-
Notifications
You must be signed in to change notification settings - Fork 904
Description
Is your feature request related to a problem? Please describe.
New Presidio users often don’t know where to start when choosing between spaCy, transformers, or LLM-augmented pipelines. This slows adoption and makes customization harder than necessary.

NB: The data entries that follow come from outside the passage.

PR #5295, opened 2019-03-12
Bug 970278: Add noindex, nofollow tag to deprecated MindTouch pages

davidflanagan:
We've got various pages with slugs that begin with User:, Talk:,
User_talk:, and Template_talk: in our wiki that we really don't
want to support any more. We're not quite ready to delete them
but we at least don't want them to be turn up in search results.
This PR gives these pages a <meta name="robots" content="noindex,nofollow">
tag to prevent crawlers from indexing or crawling them.

Note that (per bug 1443179) we, in general, do not want to use
nofollow on pages. But in this case, since we're almost ready to
delete these pages, I don't think we want to rely on any links
they contain.

### DIFF
--- a/kuma/wiki/constants.py
+++ b/kuma/wiki/constants.py
@@ -201,6 +201,19 @@ ALLOWED_PROTOCOLS = [
 
 DIFF_WRAP_COLUMN = 65
 EXPERIMENT_TITLE_PREFIX = 'Experiment:'
+LEGACY_MINDTOUCH_NAMESPACES = (
+    'Help',
+    'Help_talk',
+    'Project',
+    'Project_talk',
+    'Special',
+    'Talk',
+    'Template',
+    'Template_talk',
+    'User',
+    'User_talk'
+)
+
 DOCUMENTS_PER_PAGE = 100
 _ks_urlbits = urlparse(settings.KUMASCRIPT_URL_TEMPLATE)
 KUMASCRIPT_BASE_URL = urlunparse((_ks_urlbits.scheme, _ks_urlbits.netloc,
--- a/kuma/wiki/models.py
+++ b/kuma/wiki/models.py
@@ -30,6 +30,7 @@ from kuma.spam.models import AkismetSubmission, SpamAttempt
 
 from . import kumascript
 from .constants import (DEKI_FILE_URL, EXPERIMENT_TITLE_PREFIX, KUMA_FILE_URL,
+                        LEGACY_MINDTOUCH_NAMESPACES,
                         REDIRECT_CONTENT, REDIRECT_HTML)
 from .content import (clean_content, Extractor, get_content_sections,
                       get_seo_description, H2TOCFilter, H3TOCFilter,
@@ -1430,6 +1431,11 @@ Full traceback:
     @property
     def is_experiment(self):
         return self.slug.startswith(EXPERIMENT_TITLE_PREFIX)
+
+    @property
+    def has_legacy_namespace(self):
+        namespace, separator, _ = self.slug.partition(':')
+        return namespace in LEGACY_MINDTOUCH_NAMESPACES if separator else False
 
     def get_hreflang(self, other_locales=None):
         """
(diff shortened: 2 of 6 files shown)


davidflanagan:
I'm guessing that I'm going to have test failures, and if so I'll fix those up tomorrow.

Note that even though we don't want to use nofollow generally on our noindex pages, these pages, which are candidates for deletion, seem ideal for a nofollow. If a content page is only linked to via a User: or Talk: page, then I assume we don't want google to find it right? So I *think* that nofollow is the right way to go here.

davidflanagan:
Note that testing this PR locally is difficult because jinja2/base.html puts noindex,nofollow on every page if the hostname is not developer.mozilla.org. I couldn't figure out how to change this default via an environment variable, so in order to test locally, I had to edit base.html so that it would always output the robots_value block

kuma/wiki/constants.py
```diff
@@ -201,6 +201,7 @@
 
 DIFF_WRAP_COLUMN = 65
 EXPERIMENT_TITLE_PREFIX = 'Experiment:'
+DEPRECATED_PAGE_NAMESPACES = ('User:', 'Talk:', 'User_talk:', 'Template_talk:')
```
jwhitlock: Nit: It would be nice if there was one source for all of these namespaces. Now we have a list is kuma/wiki/views/legacy.py:

https://github.com/mozilla/kuma/blob/2ee1e66dec001d4ddf1c9fa0a32929d33faca39c/kuma/wiki/views/legacy.py#L13-L23

and a slightly different list in managers.py:

https://github.com/mozilla/kuma/blob/2ee1e66dec001d4ddf1c9fa0a32929d33faca39c/kuma/wiki/managers.py#L26-L33

and in search.py:

https://github.com/mozilla/kuma/blob/2ee1e66dec001d4ddf1c9fa0a32929d33faca39c/kuma/wiki/search.py#L30-L31

kuma/wiki/models.py
```diff
@@ -1431,6 +1432,13 @@ def get_full_url(self):
     def is_experiment(self):
         return self.slug.startswith(EXPERIMENT_TITLE_PREFIX)
 
+    @property
+    def is_namespace_page(self):
```
jwhitlock: A test is needed in ``test_models.py`` for this new function. The test in ``test_search`` would be a decent template for the test:

https://github.com/mozilla/kuma/blob/2ee1e66dec001d4ddf1c9fa0a32929d33faca39c/kuma/wiki/tests/test_search.py#L28-L35

If you aren't comfortable writing a test, @escattone or I can take that on.

davidflanagan: Thanks, John. I'm happy to write the test. I just ran out of time last night and figured that Travis would show me failing tests that I could then fix. I'll get something into models.py

davidflanagan:
@jwhitlock: I've requested your review again. This new version uses the list of namespaces from legacy.py (but moves them to constants.py). And it has tests.

kuma/wiki/models.py
```diff
@@ -1431,6 +1432,11 @@ def get_full_url(self):
     def is_experiment(self):
         return self.slug.startswith(EXPERIMENT_TITLE_PREFIX)
 
+    @property
+    def has_legacy_namespace(self):
+        namespace, separator, _ = self.slug.partition(':')
```
jwhitlock: Today I learned about [partition](https://docs.python.org/2/library/stdtypes.html#str.partition). I usually use ``namespace = self.slug.split(':', 1)[0]``, but ``partition`` is a good way to both split the string and detect that the partition character is in the string.

kuma/wiki/tests/test_models.py
```diff
@@ -40,6 +40,30 @@ def test_document_is_experiment():
...
+    ('Template:domxref', True),
+    ('Template_talk:domxref', True),
+    ('User:jezdez', True),
+    ('User_talk:jezdez', True),
+    # Experiments aren't legacy yet
+    ('Experiment:Blue', False),
+    # Slugs without colons don't have namespaces
+    ('CSS', False),
+    # Slugs with colons might not be legacy
+    (':hover', False)
```
jwhitlock: Nice set of tests!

Describe the solution you'd like
Introduce three high-level, opinionated starter modes that users can immediately run and compare:
- Fast (spaCy)– Minimal, lightweight, low-latency configuration.
- Balanced (Transformers) – Uses a transformer NER model for improved accuracy with moderate latency.
- Accurate (Transformers + LLM) – Hybrid pipeline prioritizing accuracy/recall, optionally calling an LLM for difficult cases.
Each mode includes:
A small config users can copy/paste.
A single notebook demonstrating all three modes on the same dataset.
Brief notes on expected performance/latency trade-offs.
This gives users a simple, structured starting point before diving into domain-specific customization.
Describe alternatives you've considered
- Expanding documentation only—too abstract, still leaves users without clear starting configurations.
- Providing fully domain-specific recipes first—higher effort, without giving users a generic baseline they can adopt anywhere.
Additional context
This is the first incremental step in building a broader “recipes” section for Presidio. The three modes establish a foundation on top of which domain-specific examples can later be added.